请尝试以下做法:Try the following:

  • 确认“Git 集成”选项卡(“用户设置”>“Git 集成”)中的设置是否正确。Confirm that the settings in the Git integration tab (User Settings > Git Integration) are correct.

    • 必须输入 Git 提供程序的用户名和令牌。You must enter both your Git provider username and token. 旧的 Git 集成不需要用户名,因此可能需要添加用户名才能使用存储库。Legacy Git integrations did not require a username, so you may need to add a username to work with repos.
  • 确认在“添加存储库”对话框中选择了正确的 Git 提供程序。Confirm that you have selected the correct Git provider in the Add Repo dialog.

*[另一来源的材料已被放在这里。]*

PR #466, opened 2024-06-11
Check Unregistered Nodes in Background

hanahmily:

### DIFF
--- a/CHANGES.md
+++ b/CHANGES.md
@@ -2,6 +2,12 @@
 
 Release Notes.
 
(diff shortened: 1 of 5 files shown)


wu-sheng (approved):

wu-sheng:
@ButterBright When you do merging, please keep the meaningful change logs rather than every commits.

image

That is why we setup squash merge. The commit logs in the main stream should be clear.

ButterBright:
Okay, I understand.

  • 确保你的个人访问令牌或应用密码具有正确的存储库访问权限。Ensure your personal access token or app password has the correct repo access.

  • 如果在 Git 提供程序上启用了 SSO,请为 SSO 授权你的令牌。If SSO is enabled on your Git provider, authorize your tokens for SSO.

  • 使用命令行 Git 测试令牌。Test your token with command line Git. 以下两个选项均适用:Both of these options should work:

    git clone https://<username>:<personal-access-token>@github.com/<org>/<repo-name>.git
    
    git clone -c http.sslVerify=false -c http.extraHeader='Authorization: Bearer <personal-access-token>' https://agile.act.org/
    

错误消息:由于 SSL 问题,无法建立安全连接Error message: Secure connection could not be established because of SSL problems

<link>: Secure connection to <link> could not be established because of SSL problems

如果无法从 Azure Databricks 控制平面访问 Git 服务器,会发生此错误。This error occurs if your Git server is not accessible from the Azure Databricks control plane. 不支持专用 Git 服务器。Private Git servers are not supported.